Summary
The paper provides a new dataset designed to make it quicker and easier to model climate scenarios where SRM is used, compared to those where it is not. This could allow more scenarios to be created and shared to help governance decisions, such as what happens if one country decides to deploy SRM alone, or if SRM deployment suddenly stops.
Abstract
In this paper we present GeoMIP-pattern, the first global geoengineering pattern scaling dataset. This dataset is useful to generate custom solar radiation modification scenarios and to emulate the GeoMIP model output with low data volume.

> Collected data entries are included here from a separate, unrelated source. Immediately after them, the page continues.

PR #2690, opened 2025-07-28
refactor: centralize hooks and add reusable `useFetchData` hook (#1867)

### LINKED ISSUE #1867: FE - Hook organizatin
There are a number of hooks used to make network requests.  Some of them are reused between components, some have been implemented in more than one place and are nearly identical.  This was done in a hurry to quickly refactor some pages, but they should now be organized.

- [ ] Hooks should be moved out of Page directories and to the root Hook directory.
- [ ] Duplicate hooks should be removed
- [ ] Hooks that are very similar should be evaluated for refactoring, if reasonable they should be made generic enought to use in more than one component/page

AbhishekG-Codes:
## Describe your changes

Refactored the folder structure to improve code organization and maintainability.  
changes were made to the logic or functionality of the application, moved repeated logic to single file called ./Hooks/useFetchData.js and was used in ./Hooks/checkHooks.js

Fixes #1867

- [x]  (Do not skip this or your PR will be closed) I deployed the application locally.
- yes. only folder structure and moving hook to centralized file for reuse.
-
- [x]  (Do not skip this or your PR will be closed) I have performed a self-review and testing of my code.
- yes

- yes
- [x] I have added i18n support to visible strings (N/A - no UI strings were touched).
- [x] I have **not** included any files that are not related to my pull request, including package-lock and package-json if dependencies have not changed.
- [x] I made sure font sizes, color choices etc are all referenced from the theme. (N/A)

- [x]  My PR is granular and targeted to one specific feature (folder structure refactor).
- yes

- [x]  I ran `npm run format` in server and client directories, which automatically formats your code.
- yes

- [x] I took a screenshot or a video and attached to this PR if there is a UI change. (N/A)
- (N/A)


ajhollid (commented):
I approve of the idea of writing a more generic reusable hook, but why go through the extra trouble fo them wrapping that generic hook in another hook?

```
const useFetchChecksTeam = (params) => {
	const config = { ...params };
	const deps = Object.values(config); // Safe enough for now

	const requestFn = () => networkService.getChecksByTeam(config);

	return useFetchData({
		requestFn,
		enabled: config.enabled,
		deps,
	});
};
```

This seems redundant to me, why not just call `useFetchData` directly?

Additionally, accepting arbitrary `params` without any JSdoc makes using these hooks more error prone in my opinion.  We should define what parameters we can accept and enforce as best we can so users of the hook don't have to work too hard.

If we're going to refactor the hooks, we may as well do it thoroughly and remove the wrapper hooks entirely unless there's a compelling reason not to.

If there is such a reason, please do let me know and we can discuss!

AbhishekG-Codes:
You're right that useFetchChecksTeam essentially wraps useFetchData, and that may seem redundant at first glance. But, I added this wrapper intentionally to maintain semantic clarity and abstraction at the call site. 
By having named hooks like useFetchChecksTeam, we make the purpose of the data fetching explicit and isolate the API specifics inside the hook.

This also gives us flexibility going forward, for example, if the data transformation, error handling, or side-effects specific to this fetch change in the future, we can manage that within the wrapper without touching consuming components.

That said, I do agree it’s important not to over-abstract it. If the main idea is to call useFetchData directly and remove these wrappers for simplicity, I’m happy to update accordingly.

Also noted on the JSDoc comment, I’ll add proper documentation to clarify expected params and improve dev experience. Thanks again for pointing that out.....

Br0wnHammer:
@AbhishekG-Codes  I believe Alex's suggestion is valid. We can directly call the wrapper hooks with the dependency array where the function needs to be executed, which simplifies the process. Additionally, sending the dependencies as an array appears to be a good approach. However, we should include a dependencies checker function that can serve as an extra validation layer to ensure that the hooks do not re-render infinitely due to a specific property.

Also, please make sure to run `npm run format` on the client dir.

Br0wnHammer:
@AbhishekG-Codes any update?

AbhishekG-Codes:
> @AbhishekG-Codes any update?

Thanks for the follow-up @Br0wnHammer!

I’m currently wrapping up the suggested changes:
- Working on adding a dependency checker utility to prevent infinite renders.
- Will run `npm run format` on the `client` dir.
- Will update or refactor the wrapper hooks (`useFetchChecksTeam` etc.) based on team decision, leaning towards keeping them with better documentation for now.

Will push the changes and update here by EOD. Appreciate the patience!

AbhishekG-Codes:
Refactored hooks to accept dependency arrays as suggested. Added a dependency checker for validation. Also ran npm run format in the client directory as requested. Ready for review.

client/src/Hooks/useFetchData.js
```diff
@@ -0,0 +1,115 @@
...
+import { createToast } from "../Utils/toastUtils";
+
+/**
+ * Checks dependencies for potential issues in development mode.
+ * Warns if dependencies are non-memoized functions or objects, which may cause unnecessary re-renders.
+ *
+ * @param {Array<any>} deps - Dependency array passed to useEffect
+ * @param {Array<string>} depsNames - Optional array of names corresponding to dependencies for better warnings
+ */
+const validateDeps = (deps, depsNames = []) => {
```
Br0wnHammer: What I meant by validating was making sure that no prop was sent that could re-render the component unnecessarily. I am not sure about the validation of the dependency array itself. You can remove this function as it seems too generic.

client/src/Hooks/useFetchData.js
```diff
@@ -0,0 +1,115 @@
...
+	depsNames = [],
+	extractFn = null,
+}) => {
+	const [data, setData] = useState(undefined);
+	const [count, setCount] = useState(undefined);
+	const [isLoading, setIsLoading] = useState(false);
+	const [networkError, setNetworkError] = useState(false);
+
+	// Dev-only dependency validation
+	useEffect(() => {
```
Br0wnHammer: This can be removed too in such case.

client/package-lock.json
```diff
@@ -7220,20 +7220,6 @@
 			"integrity": "sha512-a4UGQaWPH59mOXUYnAG2ewncQS4i4F43Tv3JoAM+s2VDAmS9NsK8GpDMLrCHPksFT7h3K6TOoUNn2pb7RoXx4g==",
 			"license": "ISC"
 		},
-		"node_modules/yaml": {
```
Br0wnHammer: Can you please omit the `package-lock.json` file from your PR?

AbhishekG-Codes:
> Looks good for the most part. Please see my comments on the changes that are needed.

Thanks for the feedback! @Br0wnHammer 

I've already addressed the following as part of the latest changes:
- Reverted the package-lock.json from develop using git checkout and amended the last commit to clean up history.
- Cleaned up useFetchData and relocated hooks to client/src/Hooks/ for better organization.
- Pushed the changes with --force-with-lease to keep the PR history clean.

ajhollid:
Hey @AbhishekG-Codes ,

After looking at this further I'm not convinced this is the direction we want to be taking this in.

We are actively trying to move business logic out of the UI components, and having to import and use the network service in UI components feels like a step backwards to me.

```
networkService.getChecksByMonitor({
	monitorId: selectedMonitor === "0" ? undefined : selectedMonitor,
	type: selectedMonitorType,
	status: false,
	sortOrder: "desc",
	limit: null,
	dateRange,
	filter: filter === "resolved" ? "all" : filter,
	ack: filter === "resolved" ? true : false,
	page,
	rowsPerPage,
}),
```

I don't want devs to have to do this in the UI component, they should simply be able to use the hook as they do now and get a value back.

I'm all for refactoring the hooks to make them more reusable and predictable, and certainly for moving them to the correct directory, but we should aim to decrease complexity in the UI components.

PR #2707, opened 2025-07-29
Feature/global thresholds

### LINKED ISSUE #2628: Global Threshold
Not specifically, but it does ease the management of the servers.

Setting a global threshold for CPU, memory, disk and temperature that is automatically applied when a server is added.

A default setting so it doesn't have to be enabled individually on each server.

**Additional context**
Discord thread here:
https://discordapp.com/channels/1316935690377760788/1394592059188445194

singh-kanwarpreet:
## Describe your changes

I implemented a Global Thresholds section in the Settings page. Users can define CPU, Memory, Disk, and Temperature threshold values and save them. These values are stored and automatically pre-filled when the user navigates to the Infrastructure page, ensuring consistent threshold usage across the app.

Fixes #2628 

Video link - https://drive.google.com/file/d/1_I9UfGoO76JwyGgmO4MIQIlVZsaV2BKG/view?usp=sharing

## Summary by CodeRabbit

* **New Features**
  * Added a new settings section for configuring global CPU, Memory, Disk, and Temperature thresholds.
  * Introduced a user interface for admins to set and update global threshold values.
  * Global threshold values are now applied when creating new infrastructure monitors.
  * Added a hook to fetch global application settings for use in the UI.

* **Improvements**
  * Enhanced validation to support global threshold settings.
  * Added English localization for the new global thresholds section in the settings page.

* **Bug Fixes**
  * Ensured proper initialization of form fields when creating new monitors based on global thresholds.


client/src/Pages/Infrastructure/Create/index.jsx
```diff
@@ -87,35 +91,46 @@ const CreateInfrastructureMonitor = () => {
 	});
 
 	// Populate form fields if editing
+
 	useEffect(() => {
-		if (isCreate || !monitor) return;
```
Br0wnHammer, line 91: Can you explain the logic behind removing monitor from the if statement also why is !isCreate replacing isCreate?

client/src/Pages/Infrastructure/Create/index.jsx
```diff
@@ -87,35 +91,46 @@ const CreateInfrastructureMonitor = () => {
...
+		if (!isCreate || globalSettingsLoading) return;
+		const globalThresholds = globalSettings?.data?.settings?.globalThresholds || {};
 
-		setInfrastructureMonitor({
-			url: monitor.url.replace(/^https?:\/\//, ""),
```
Br0wnHammer, line 94: url, name, notifications and interval have been omitted from here. Any reason?

client/src/Pages/Infrastructure/Create/index.jsx
```diff
@@ -87,35 +91,50 @@ const CreateInfrastructureMonitor = () => {
 	});
 
 	// Populate form fields if editing
+
 	useEffect(() => {
-		if (isCreate || !monitor) return;
+		if (monitor == undefined && (!isCreate || globalSettingsLoading)) return;
```
Br0wnHammer: The logic seems to be off still. This means that if and only if the monitor is undefined it will check further. This will result in a lot of errors. 

Please stick to the previous logic and add in the globalSettingsLoading

client/src/Pages/Infrastructure/Create/index.jsx
```diff
@@ -87,35 +91,50 @@ const CreateInfrastructureMonitor = () => {
...
+			temperature: "",
+		};
 
-			memory: monitor.thresholds?.usage_memory !== undefined,
-			usage_memory: monitor.thresholds?.usage_memory
-				? monitor.thresholds.usage_memory * 100
-				: "",
+		setInfrastructureMonitor((prev) => ({
+			...prev,
+			url: monitor != undefined ? monitor.url.replace(/^https?:\/\//, "") : "",
```
Br0wnHammer: Also no need to explicitly check if the monitor is undefined each time. If it is already handled above. Omit the logic part here in all properties.

client/src/Pages/Infrastructure/Create/index.jsx
singh-kanwarpreet: sir i will create 2 diff part one for create another for update

client/src/Pages/Infrastructure/Create/index.jsx
singh-kanwarpreet: sir it will be solved on creating 2 diff if else

client/src/Pages/Infrastructure/Create/index.jsx
ajhollid: @singh-kanwarpreet please avoid resolving conversations as all reviewers need to read them to see what's been happening.

What was the consensus on this issue?

client/src/Pages/Infrastructure/Create/index.jsx
ajhollid: resolution here?

client/src/Pages/Infrastructure/Create/index.jsx
```diff
@@ -87,35 +91,55 @@ const CreateInfrastructureMonitor = () => {
...
+				name: monitor.name || "",
+				notifications: monitor.notifications || [],
+				interval: monitor.interval / MS_PER_MINUTE,
+				cpu: !!monitor.thresholds?.usage_cpu ?? false,
+				usage_cpu: monitor.thresholds?.usage_cpu * 100?.toString() || "",
+				memory: !!monitor.thresholds?.usage_memory ?? false,
+				usage_memory: monitor.thresholds?.usage_memory * 100?.toString() || "",
+				disk: !!monitor.thresholds?.usage_disk ?? false,
+				usage_disk: monitor.thresholds?.usage_disk * 100?.toString() || "",
+				temperature: !!monitor.thresholds?.usage_temperature ?? false,
```
ajhollid: This is complex and misleading due to a misunderstanding of how the nullish coalescing operator works.

Double negation always returns a `boolean`, so the righthand of the nullish coalescing operator is always ignored.

The [nullish coalescing operator](https://developer.mozilla.org/en-US/docs/Web/JavaScript/Reference/Operators/Nullish_coalescing) only returns when the left hand operand is  `null` or `undefined`.

Additionally I am hard pressed to think of a situation where double negation is easier to read or more correct than some other logical operator.  Please avoid their use unless there is a very good reason to do so.

client/src/Pages/Infrastructure/Create/index.jsx
```diff
@@ -87,35 +91,55 @@ const CreateInfrastructureMonitor = () => {
...
+				url: monitor.url?.replace(/^https?:\/\//, "") || "",
+				name: monitor.name || "",
+				notifications: monitor.notifications || [],
+				interval: monitor.interval / MS_PER_MINUTE,
+				cpu: !!monitor.thresholds?.usage_cpu ?? false,
+				usage_cpu: monitor.thresholds?.usage_cpu * 100?.toString() || "",
+				memory: !!monitor.thresholds?.usage_memory ?? false,
+				usage_memory: monitor.thresholds?.usage_memory * 100?.toString() || "",
+				disk: !!monitor.thresholds?.usage_disk ?? false,
+				usage_disk: monitor.thresholds?.usage_disk * 100?.toString() || "",
```
ajhollid: Why is nullish coalescing operator used sometimes and logical or used sometimes?  Let's be consistent with our operators.

ajhollid (changes requested):
The `useEffect` hook in the infrastruture page needs some work.  There are some logical errors and the whole `if/else` block has considerable repeated logic and should be refactored.

singh-kanwarpreet:
Ok sir

client/src/Pages/Infrastructure/Create/index.jsx
singh-kanwarpreet: ok sir

ajhollid (approved):

PR #2771, opened 2025-08-13
Fix: Resolve login error handling issues

### LINKED ISSUE #2768: Login error handling issues
**Describe the bug**
Description:
There are a couple of problems in the login flow:

1. Backend is not returning the correct error message — it sends authIncorrectPassword, which looks like a localization key, not the actual user-facing message.

2.  Frontend doesn’t properly display errors — it should display whatever error the backend returns, and if there’s nothing from the backend, show a default error message. It shouldn’t default to “incorrect password” unless that’s the actual error.

**To Reproduce**
1. Go to the Login page.
2. Enter a invalid email and a  password.
3. Observe that the backend returns authIncorrectPassword as the message.

**Expected behavior**
Backend should return a valid, translatable error key or a proper message.

Frontend should display the exact message from the backend.

gorkem-bwl:
## Summary
Fixes critical login flow issue where backend was returning raw localization keys (`authIncorrectPassword`) instead of proper user-facing error messages. This issue made error handling brittle and caused poor user experience during authentication failures.

## Problem Description
- **Backend**: Translation service was looking for locale files in wrong directory, causing translations to fail and return raw keys
- **Frontend**: Error handling was hardcoded to only work with exact string matches, making it fragile for different error scenarios
- **Security**: Login errors revealed whether a user existed vs wrong password

### Backend Fixes
1. **Fixed translation service path** (`translationService.js`):
   - Changed from `locales/` to `src/locales/` directory
   - Now properly loads translation files and returns translated messages

2. **Improved login security** (`userService.js`):
   - Added try-catch to handle both "user not found" and "incorrect password" scenarios
   - Returns generic "Incorrect password" message for security (doesn't reveal if user exists)

### Frontend Fixes  
3. **Made error handling generic** (`Login/index.jsx`):
   - Removed brittle hardcoded string matching (`=== "Incorrect password"`)
   - Now displays whatever error message backend sends with proper fallbacks
   - Uses HTTP status codes (401) for field-level errors instead of string matching

## Testing Results
✅ **Before Fix**: Backend returned `"authIncorrectPassword"` (raw key)  
✅ **After Fix**: Backend returns `"Incorrect password"` (translated message)

- Invalid email scenarios properly handled
- Valid email with wrong password returns same generic message for security
- Frontend displays backend error messages correctly with fallbacks
- Network errors handled gracefully

## Impact
- Fixes user-facing error messages in login flow
- Improves security by not revealing user existence
- Makes error handling robust and extensible for future error scenarios
- Resolves translation system issues across the application

Fixes #2768

### DIFF
--- a/server/src/service/business/userService.js
+++ b/server/src/service/business/userService.js
@@ -83,24 +83,30 @@ class UserService {
 
 	loginUser = async (email, password) => {
 		// Check if user exists
-		const user = await this.db.userModule.getUserByEmail(email);
-		// Compare password
-		const match = await user.comparePassword(password);
-		if (match !== true) {
+		try {
+			const user = await this.db.userModule.getUserByEmail(email);
+			// Compare password
+			const match = await user.comparePassword(password);
+			if (match !== true) {
+				throw this.errorService.createAuthenticationError(this.stringService.authIncorrectPassword);
+			}
+			
+			// Remove password from user object.  Should this be abstracted to DB layer?
+			const userWithoutPassword = { ...user._doc };
+			delete userWithoutPassword.password;
+			delete userWithoutPassword.avatarImage;
+
+			// Happy path, return token
+			const appSettings = await this.settingsService.getSettings();
+			const token = this.issueToken(userWithoutPassword, appSettings);
+			// reset avatar image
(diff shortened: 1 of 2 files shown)


gorkem-bwl:
@karenvicent fixed conflicts.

Temperature, precipitation, and relative humidity patterns are derived from ScenarioMIP SSP5-8.5 and GeoMIP G6sulfur model output data using a two-step approach: the first scaling patterns are obtained by estimating a linear regression between the field of interest and the SSP5-8.5 annual global mean surface temperature, allowing for the calculation of no stratospheric aerosol injection scenarios for a global spatial grid. The second patterns are produced by regressing the field of interest on the annual global temperature difference between the G6sulfur and SSP5-8.5 experiments, which in combination with the first pattern emulates the stratospheric aerosol injection scenario. The dataset contains validation statistics, including unit root hypothesis tests novel to the field of pattern scaling, which demonstrate that the pattern slope adequately captures local changes, with most regions showing no remaining trend or nonstationarities in the residuals.